■ Problem to work on
Go through the records below and copy out every line that contains the word "getFileContents".

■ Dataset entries

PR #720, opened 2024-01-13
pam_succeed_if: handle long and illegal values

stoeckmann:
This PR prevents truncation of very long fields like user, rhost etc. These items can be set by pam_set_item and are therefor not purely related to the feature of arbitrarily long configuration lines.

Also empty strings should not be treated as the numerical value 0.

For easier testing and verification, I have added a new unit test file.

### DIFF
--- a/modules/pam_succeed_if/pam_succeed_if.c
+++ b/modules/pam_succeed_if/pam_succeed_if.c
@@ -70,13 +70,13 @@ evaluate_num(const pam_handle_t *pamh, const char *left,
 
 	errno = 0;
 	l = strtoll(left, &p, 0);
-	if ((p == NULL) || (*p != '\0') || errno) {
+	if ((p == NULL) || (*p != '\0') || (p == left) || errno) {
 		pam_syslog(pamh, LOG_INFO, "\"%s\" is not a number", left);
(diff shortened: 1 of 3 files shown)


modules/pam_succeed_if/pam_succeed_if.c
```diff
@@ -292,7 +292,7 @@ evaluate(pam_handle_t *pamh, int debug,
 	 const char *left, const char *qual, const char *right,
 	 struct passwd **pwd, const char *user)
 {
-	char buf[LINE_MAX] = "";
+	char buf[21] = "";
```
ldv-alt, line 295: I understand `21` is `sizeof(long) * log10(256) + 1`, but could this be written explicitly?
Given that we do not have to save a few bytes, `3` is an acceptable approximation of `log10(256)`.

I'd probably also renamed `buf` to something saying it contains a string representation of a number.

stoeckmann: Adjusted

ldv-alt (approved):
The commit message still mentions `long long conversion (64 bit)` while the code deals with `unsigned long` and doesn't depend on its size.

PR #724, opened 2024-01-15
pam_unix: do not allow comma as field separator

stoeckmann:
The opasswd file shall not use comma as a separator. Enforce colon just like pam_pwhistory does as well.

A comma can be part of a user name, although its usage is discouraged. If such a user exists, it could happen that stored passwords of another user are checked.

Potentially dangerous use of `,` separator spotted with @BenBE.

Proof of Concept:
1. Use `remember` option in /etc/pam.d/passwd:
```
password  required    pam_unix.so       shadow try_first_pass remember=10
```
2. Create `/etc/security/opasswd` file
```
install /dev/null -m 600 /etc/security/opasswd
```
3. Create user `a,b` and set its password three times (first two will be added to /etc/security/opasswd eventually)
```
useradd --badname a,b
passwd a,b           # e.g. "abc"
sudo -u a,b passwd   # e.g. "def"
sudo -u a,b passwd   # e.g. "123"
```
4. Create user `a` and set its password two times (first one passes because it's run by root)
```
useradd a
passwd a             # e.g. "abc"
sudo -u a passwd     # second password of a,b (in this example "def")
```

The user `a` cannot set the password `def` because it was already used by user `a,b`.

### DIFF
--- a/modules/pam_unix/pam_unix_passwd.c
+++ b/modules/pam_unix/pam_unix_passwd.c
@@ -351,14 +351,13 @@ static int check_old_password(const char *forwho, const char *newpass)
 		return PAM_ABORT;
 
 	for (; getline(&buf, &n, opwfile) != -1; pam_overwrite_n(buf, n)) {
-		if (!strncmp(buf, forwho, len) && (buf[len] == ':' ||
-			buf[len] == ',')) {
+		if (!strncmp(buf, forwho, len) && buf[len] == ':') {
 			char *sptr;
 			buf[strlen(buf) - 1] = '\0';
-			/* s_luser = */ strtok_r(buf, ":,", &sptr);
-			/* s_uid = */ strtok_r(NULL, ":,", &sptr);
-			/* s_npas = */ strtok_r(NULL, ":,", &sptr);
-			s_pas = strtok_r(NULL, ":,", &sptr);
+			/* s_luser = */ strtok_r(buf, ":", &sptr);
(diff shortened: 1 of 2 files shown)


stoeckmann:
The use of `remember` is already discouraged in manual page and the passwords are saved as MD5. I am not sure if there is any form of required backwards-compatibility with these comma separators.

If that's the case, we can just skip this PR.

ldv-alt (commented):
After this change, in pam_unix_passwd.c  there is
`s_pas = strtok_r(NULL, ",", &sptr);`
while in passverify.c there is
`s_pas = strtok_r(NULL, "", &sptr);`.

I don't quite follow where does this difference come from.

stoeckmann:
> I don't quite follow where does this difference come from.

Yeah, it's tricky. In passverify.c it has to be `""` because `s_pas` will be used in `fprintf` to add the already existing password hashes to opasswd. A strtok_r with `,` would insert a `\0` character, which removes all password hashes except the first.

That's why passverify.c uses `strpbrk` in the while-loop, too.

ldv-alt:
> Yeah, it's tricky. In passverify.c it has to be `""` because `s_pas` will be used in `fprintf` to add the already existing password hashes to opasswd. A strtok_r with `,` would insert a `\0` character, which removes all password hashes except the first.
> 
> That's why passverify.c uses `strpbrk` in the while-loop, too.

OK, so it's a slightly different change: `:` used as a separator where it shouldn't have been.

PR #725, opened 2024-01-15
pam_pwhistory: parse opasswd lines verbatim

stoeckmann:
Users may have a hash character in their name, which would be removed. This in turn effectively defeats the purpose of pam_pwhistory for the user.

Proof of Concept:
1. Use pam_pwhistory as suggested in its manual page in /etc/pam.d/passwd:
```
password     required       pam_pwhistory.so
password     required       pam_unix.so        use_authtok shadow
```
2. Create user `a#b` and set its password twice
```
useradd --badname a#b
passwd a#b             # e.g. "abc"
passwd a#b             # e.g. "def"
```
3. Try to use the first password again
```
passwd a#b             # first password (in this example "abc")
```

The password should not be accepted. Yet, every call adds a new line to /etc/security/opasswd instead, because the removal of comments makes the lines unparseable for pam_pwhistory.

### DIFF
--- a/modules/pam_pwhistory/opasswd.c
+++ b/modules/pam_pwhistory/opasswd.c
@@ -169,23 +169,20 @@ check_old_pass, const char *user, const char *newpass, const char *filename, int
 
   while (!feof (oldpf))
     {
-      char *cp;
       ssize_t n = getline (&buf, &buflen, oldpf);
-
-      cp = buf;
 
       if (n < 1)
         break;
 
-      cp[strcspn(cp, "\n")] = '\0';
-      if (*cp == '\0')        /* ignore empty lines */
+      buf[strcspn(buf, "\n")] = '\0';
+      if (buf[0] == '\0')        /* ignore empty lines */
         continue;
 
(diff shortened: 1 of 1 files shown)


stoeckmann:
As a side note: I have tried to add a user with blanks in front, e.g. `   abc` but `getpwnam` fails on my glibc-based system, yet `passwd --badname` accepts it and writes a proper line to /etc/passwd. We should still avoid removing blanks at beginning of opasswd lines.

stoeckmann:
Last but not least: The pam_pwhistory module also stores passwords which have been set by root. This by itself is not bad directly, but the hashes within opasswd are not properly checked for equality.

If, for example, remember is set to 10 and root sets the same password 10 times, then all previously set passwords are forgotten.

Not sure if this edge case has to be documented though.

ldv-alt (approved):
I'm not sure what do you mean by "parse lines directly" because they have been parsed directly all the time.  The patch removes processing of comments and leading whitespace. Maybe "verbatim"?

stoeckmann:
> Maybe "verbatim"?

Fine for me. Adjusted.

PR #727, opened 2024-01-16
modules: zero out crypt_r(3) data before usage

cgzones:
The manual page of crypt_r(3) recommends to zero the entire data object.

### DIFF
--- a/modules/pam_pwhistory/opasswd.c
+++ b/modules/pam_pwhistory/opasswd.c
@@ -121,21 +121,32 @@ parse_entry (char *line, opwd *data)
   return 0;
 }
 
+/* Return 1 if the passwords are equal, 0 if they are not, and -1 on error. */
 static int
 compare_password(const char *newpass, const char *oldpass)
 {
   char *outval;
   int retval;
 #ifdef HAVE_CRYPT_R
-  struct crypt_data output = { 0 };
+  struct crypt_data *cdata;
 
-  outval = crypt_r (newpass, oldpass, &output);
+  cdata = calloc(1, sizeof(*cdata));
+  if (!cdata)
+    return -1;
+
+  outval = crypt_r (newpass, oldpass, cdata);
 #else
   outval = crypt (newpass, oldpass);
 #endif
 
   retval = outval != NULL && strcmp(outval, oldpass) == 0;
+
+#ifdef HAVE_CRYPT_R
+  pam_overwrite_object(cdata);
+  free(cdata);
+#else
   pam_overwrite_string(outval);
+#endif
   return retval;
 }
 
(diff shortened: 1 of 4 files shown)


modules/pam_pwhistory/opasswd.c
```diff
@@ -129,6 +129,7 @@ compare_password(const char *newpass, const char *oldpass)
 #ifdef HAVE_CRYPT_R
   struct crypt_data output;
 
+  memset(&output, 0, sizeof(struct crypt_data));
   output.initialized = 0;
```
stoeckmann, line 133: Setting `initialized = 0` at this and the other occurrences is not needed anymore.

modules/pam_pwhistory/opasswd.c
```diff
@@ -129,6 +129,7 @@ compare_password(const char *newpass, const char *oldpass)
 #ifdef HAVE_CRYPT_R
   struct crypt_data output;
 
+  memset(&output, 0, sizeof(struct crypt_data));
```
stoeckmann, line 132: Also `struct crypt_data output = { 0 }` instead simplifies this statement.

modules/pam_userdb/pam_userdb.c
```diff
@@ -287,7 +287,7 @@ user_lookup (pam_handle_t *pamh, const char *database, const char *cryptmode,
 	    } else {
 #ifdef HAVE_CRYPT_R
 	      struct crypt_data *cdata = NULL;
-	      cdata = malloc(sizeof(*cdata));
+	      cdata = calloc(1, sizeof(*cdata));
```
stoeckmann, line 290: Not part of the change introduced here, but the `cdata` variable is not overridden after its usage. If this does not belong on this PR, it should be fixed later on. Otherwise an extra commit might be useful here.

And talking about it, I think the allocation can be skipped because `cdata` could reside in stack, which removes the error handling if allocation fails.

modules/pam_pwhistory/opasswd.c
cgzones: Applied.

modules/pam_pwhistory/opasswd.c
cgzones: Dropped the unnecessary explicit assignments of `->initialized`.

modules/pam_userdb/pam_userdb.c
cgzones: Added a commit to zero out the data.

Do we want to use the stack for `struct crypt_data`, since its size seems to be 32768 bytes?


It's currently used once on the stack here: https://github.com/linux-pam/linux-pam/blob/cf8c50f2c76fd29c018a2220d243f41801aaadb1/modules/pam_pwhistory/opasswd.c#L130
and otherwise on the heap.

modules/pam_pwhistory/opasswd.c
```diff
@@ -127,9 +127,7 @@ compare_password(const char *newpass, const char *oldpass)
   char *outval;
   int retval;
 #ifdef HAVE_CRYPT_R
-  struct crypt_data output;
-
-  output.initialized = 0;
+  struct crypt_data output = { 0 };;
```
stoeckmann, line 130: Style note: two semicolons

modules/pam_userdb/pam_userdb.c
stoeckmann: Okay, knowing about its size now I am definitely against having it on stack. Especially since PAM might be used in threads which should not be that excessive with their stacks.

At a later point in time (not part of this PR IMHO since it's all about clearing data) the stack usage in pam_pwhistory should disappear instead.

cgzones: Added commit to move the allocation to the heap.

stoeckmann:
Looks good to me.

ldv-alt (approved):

==

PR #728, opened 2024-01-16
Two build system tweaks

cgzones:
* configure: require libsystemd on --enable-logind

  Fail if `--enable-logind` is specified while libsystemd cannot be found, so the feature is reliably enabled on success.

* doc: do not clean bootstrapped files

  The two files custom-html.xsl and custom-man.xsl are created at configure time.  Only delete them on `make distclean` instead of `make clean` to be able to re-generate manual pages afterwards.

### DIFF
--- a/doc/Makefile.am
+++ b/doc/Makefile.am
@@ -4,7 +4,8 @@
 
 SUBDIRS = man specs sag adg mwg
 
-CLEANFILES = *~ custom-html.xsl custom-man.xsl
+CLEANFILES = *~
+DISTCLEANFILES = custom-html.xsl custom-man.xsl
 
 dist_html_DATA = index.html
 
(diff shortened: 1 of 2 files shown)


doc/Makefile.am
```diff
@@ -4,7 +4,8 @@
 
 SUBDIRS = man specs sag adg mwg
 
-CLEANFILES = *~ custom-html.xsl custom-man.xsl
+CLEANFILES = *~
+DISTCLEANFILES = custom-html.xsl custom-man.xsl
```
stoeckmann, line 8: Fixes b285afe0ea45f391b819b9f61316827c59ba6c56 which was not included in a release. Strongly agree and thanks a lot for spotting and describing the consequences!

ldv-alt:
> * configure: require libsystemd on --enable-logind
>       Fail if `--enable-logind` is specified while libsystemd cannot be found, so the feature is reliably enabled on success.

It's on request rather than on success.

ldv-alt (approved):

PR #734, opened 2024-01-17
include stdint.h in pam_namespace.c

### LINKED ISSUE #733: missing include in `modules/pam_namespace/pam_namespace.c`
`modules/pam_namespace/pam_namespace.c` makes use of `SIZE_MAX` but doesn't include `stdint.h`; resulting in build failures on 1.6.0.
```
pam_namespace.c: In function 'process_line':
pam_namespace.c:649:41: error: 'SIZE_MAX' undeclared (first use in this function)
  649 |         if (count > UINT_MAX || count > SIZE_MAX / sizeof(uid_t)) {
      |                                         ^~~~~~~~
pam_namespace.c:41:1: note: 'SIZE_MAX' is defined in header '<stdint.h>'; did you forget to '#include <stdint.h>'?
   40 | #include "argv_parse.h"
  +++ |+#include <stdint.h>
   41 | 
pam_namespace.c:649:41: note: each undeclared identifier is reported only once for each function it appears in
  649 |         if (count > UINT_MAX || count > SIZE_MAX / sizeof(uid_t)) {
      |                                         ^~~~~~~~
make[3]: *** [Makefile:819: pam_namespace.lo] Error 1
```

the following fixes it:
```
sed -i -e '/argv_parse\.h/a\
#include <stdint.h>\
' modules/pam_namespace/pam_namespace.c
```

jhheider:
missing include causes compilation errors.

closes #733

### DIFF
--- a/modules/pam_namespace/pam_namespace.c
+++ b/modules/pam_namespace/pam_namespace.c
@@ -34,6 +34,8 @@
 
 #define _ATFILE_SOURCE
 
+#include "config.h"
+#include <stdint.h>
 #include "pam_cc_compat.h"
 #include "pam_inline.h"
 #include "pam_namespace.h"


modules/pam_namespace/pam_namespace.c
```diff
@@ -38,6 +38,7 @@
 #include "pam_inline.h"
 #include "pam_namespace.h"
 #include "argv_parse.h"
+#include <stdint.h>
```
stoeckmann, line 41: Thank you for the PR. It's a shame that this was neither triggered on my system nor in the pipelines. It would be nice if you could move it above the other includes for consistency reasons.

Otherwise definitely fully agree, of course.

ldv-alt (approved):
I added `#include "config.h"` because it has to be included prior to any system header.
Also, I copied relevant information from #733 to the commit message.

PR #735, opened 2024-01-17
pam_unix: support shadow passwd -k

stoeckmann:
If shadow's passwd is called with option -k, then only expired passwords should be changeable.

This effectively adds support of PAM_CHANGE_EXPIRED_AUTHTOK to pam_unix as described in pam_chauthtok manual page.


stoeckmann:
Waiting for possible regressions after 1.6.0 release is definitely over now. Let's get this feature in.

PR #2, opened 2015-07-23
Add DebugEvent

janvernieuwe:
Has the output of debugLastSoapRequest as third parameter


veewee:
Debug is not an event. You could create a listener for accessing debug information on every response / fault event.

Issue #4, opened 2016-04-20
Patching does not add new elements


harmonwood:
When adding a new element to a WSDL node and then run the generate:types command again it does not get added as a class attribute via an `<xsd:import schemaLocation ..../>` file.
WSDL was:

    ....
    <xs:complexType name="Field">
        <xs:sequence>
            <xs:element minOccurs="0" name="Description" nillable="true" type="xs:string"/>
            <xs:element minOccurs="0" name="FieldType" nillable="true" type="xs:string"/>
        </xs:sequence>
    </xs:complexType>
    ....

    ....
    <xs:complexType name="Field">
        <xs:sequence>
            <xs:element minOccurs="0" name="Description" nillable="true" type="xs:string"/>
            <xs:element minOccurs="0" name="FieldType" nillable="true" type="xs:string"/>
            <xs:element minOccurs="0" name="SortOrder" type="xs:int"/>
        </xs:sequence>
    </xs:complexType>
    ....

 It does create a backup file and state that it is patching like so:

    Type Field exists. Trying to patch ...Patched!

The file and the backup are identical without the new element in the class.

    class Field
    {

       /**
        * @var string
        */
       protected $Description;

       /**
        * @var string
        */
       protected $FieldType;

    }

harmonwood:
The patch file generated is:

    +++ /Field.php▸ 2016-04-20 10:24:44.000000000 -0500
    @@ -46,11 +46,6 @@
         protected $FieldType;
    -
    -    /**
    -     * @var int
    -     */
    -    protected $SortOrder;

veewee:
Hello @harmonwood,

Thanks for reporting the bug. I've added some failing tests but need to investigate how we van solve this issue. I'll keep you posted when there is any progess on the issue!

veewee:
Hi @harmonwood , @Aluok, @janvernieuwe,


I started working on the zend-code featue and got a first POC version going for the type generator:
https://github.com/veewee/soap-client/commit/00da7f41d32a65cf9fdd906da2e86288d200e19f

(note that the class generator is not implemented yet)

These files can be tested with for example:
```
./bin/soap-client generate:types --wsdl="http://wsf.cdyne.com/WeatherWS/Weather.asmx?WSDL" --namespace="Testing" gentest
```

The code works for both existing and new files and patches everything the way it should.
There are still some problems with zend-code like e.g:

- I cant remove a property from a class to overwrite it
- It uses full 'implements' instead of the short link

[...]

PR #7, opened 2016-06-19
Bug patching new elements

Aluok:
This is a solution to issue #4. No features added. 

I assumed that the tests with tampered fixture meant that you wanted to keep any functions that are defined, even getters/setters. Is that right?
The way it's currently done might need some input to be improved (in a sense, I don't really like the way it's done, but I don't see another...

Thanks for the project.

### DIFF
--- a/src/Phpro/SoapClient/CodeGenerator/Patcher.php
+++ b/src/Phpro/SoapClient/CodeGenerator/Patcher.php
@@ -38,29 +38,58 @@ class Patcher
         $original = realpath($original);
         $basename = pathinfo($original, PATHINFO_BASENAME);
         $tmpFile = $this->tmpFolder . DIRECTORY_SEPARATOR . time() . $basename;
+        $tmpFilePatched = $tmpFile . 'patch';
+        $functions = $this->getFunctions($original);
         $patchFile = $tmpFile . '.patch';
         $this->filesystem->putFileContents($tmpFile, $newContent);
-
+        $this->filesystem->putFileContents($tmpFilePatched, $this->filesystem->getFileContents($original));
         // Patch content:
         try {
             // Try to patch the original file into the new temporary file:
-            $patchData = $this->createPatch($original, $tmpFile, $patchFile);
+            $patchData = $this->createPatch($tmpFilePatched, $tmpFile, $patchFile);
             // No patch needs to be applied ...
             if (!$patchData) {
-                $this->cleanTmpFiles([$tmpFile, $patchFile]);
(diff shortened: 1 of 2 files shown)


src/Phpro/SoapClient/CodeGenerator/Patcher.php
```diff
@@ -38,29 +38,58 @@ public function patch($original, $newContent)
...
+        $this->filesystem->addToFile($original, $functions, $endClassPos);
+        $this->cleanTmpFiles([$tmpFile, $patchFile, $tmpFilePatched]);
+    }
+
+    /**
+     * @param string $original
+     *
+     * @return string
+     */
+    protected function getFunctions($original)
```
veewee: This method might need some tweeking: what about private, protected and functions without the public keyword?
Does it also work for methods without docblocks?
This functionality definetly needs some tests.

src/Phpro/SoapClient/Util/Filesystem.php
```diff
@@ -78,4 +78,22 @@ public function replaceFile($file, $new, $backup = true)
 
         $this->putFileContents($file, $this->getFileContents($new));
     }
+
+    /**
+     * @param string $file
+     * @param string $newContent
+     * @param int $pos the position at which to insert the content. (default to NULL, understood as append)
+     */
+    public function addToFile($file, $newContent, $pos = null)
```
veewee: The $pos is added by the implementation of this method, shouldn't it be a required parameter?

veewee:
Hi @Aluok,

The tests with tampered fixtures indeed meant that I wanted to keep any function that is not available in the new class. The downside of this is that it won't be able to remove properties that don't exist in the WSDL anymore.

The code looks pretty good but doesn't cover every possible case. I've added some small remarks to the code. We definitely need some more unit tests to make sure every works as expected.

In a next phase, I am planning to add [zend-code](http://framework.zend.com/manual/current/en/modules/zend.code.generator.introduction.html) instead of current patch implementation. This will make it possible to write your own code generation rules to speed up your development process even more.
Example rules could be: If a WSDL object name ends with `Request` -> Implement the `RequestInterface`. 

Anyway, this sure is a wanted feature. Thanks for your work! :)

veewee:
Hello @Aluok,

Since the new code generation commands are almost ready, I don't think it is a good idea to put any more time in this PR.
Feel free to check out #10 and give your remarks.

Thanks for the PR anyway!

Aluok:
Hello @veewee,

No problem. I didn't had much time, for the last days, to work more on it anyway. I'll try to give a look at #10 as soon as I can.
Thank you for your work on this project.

* * *

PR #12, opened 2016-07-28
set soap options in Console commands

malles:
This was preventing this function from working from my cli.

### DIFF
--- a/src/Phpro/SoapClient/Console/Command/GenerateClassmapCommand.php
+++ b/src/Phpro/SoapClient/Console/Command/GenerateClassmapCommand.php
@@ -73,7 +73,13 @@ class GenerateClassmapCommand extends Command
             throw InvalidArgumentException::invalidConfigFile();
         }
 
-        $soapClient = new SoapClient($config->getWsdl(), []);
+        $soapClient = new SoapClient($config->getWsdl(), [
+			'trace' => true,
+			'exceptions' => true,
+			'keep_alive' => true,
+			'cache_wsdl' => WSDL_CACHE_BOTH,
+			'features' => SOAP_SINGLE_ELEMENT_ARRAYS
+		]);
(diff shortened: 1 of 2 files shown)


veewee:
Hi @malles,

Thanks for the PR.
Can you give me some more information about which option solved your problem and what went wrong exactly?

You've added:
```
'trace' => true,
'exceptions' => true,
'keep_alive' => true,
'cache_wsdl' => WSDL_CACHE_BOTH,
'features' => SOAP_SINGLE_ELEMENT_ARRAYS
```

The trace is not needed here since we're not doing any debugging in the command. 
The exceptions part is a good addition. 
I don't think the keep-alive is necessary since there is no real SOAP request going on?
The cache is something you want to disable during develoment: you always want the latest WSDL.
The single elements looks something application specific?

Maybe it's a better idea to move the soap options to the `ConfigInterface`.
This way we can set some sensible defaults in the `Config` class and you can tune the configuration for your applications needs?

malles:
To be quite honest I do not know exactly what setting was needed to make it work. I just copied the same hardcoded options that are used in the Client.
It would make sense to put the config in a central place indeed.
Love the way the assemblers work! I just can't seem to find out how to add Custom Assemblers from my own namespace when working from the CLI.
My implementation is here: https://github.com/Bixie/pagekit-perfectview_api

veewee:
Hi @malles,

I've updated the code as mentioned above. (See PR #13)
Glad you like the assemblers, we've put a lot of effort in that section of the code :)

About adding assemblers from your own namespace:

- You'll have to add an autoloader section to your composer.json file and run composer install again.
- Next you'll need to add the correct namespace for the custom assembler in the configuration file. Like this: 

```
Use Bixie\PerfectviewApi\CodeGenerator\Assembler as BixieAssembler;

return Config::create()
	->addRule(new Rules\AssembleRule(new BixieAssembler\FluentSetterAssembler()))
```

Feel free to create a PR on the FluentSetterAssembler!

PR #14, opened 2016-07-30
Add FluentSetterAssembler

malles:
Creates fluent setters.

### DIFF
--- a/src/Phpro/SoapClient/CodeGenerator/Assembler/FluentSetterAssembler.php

■ Task response
+        $this->filesystem->putFileContents($tmpFilePatched, $this->filesystem->getFileContents($original));
         $this->putFileContents($file, $this->getFileContents($new));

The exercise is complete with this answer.